You think of going home as going to the place where you live now. Where you hang your hat so to speak. Really, home is where you felt the safest and most secure. For me it was that same little house I grew up in. I learned what a family was in that house and some of the worst things I can remember happened there. The same place I learned how to deal with those same aweful things. There were great things that happened there to. I brought my first baby home to that very house and learned to become the best person that I could. Many children from the neighborhood played in the yard. My parents "adopted" all the stray kids in our area. Parents all around us knew that if they weren't sure where their kids were to check our house first. The worlds greatest cookies were baked in that house and some of the worst things to eat(don't tell mom)also were made there.
Christmas was celebrated there for many years that were the richest and there were a few of the poorer variety to. We had many pets growing up and many of them were buried there. Heartbreaks and break ups happened there. My little brother and sister were created there. So many things inside of the walls we call a house.
One of the worst was my mom's struggle with cancer, I took care of her in that house. My dad was at work and siblings of course had lives of there own and I was their piece of mind while mom was sick. When she passed away my dad retired from where he worked Who by the way, also happened to own the house. Then, shortly after, those people evicted my dad from the house and had it burnt to the ground and a big hill of dirt piled on top.

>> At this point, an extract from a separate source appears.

PR #2149, opened 2026-07-19
fix(desktop): prefer live agent mentions

baxen:
## Why
Agent mention typeahead could surface old p-tag/channel-member identities and other users' concrete agents even when those identities were absent from the current user's managed Agents list. This produced multiple stale results for a persona such as Bumble.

It became nothing more than a burm to keep people off the stone quarry property.
We now can no longer "go home". My dad still goes and sits in what's left of the old driveway. I still get home sick and miss the house I grew up in. I guess then home is not really a place then, is it? Home is not bought or sold. Home is where memories are made and love and families grow.Home is part of you that does not get forgotten and can never be replaced. Home is the sick feeling you get when you can never go back to it.
Learn more about this author, Marilyn Y Meyer.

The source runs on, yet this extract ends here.